**WHAT NEEDS TO BE DONE**
Print the data that follows exactly.

Top of RECORDS TO USE

PR #760, opened 2026-05-19
fix: Use XDG_RUNTIME_DIR to store logs

francoisfreitag:
Fixes a crash when I open a session as another user. When ashell starts as user alpha, it creates /tmp/ashell/, owned by alpha. Then, logging in as user beta, ashell attempts to create /tmp/ashell for user beta, but that directory exists and is owned by user alpha.

In order to allow multiple users on the same system to use ashell, store the logs under a location specific to that user: `$XDG_RUNTIME_DIR/ashell`.
https://specifications.freedesktop.org/basedir/latest/#variables:~:text=actions%20history%20%28logs%2C%20history%2C%20recently%20used%20files%2C%20%E2%80%A6%29

## Notes

- <s>Added the xdg dependency. Multiple places implement XDG_* logic in ashell, the dependency may help simplify some locations. It's easy to remove the dependency and implement the specification if the dependency is an issue.</s> => [no](https://github.com/MalpenZibo/ashell/pull/760#discussion_r3272184244)
- Not sure if a changelog / upgrade doc is needed?

<details>
<summary>
Output from steps I took debugging the issue, it may help understanding it better.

Bottom of RECORDS TO USE

**ANSWER FOR THIS EXERCISE**
PR #760, opened 2026-05-19
fix: Use XDG_RUNTIME_DIR to store logs

francoisfreitag:
Fixes a crash when I open a session as another user. When ashell starts as user alpha, it creates /tmp/ashell/, owned by alpha. Then, logging in as user beta, ashell attempts to create /tmp/ashell for user beta, but that directory exists and is owned by user alpha.

In order to allow multiple users on the same system to use ashell, store the logs under a location specific to that user: `$XDG_RUNTIME_DIR/ashell`.
https://specifications.freedesktop.org/basedir/latest/#variables:~:text=actions%20history%20%28logs%2C%20history%2C%20recently%20used%20files%2C%20%E2%80%A6%29

## Notes

- <s>Added the xdg dependency. Multiple places implement XDG_* logic in ashell, the dependency may help simplify some locations. It's easy to remove the dependency and implement the specification if the dependency is an issue.</s> => [no](https://github.com/MalpenZibo/ashell/pull/760#discussion_r3272184244)
- Not sure if a changelog / upgrade doc is needed?

<details>
<summary>
Output from steps I took debugging the issue, it may help understanding it better.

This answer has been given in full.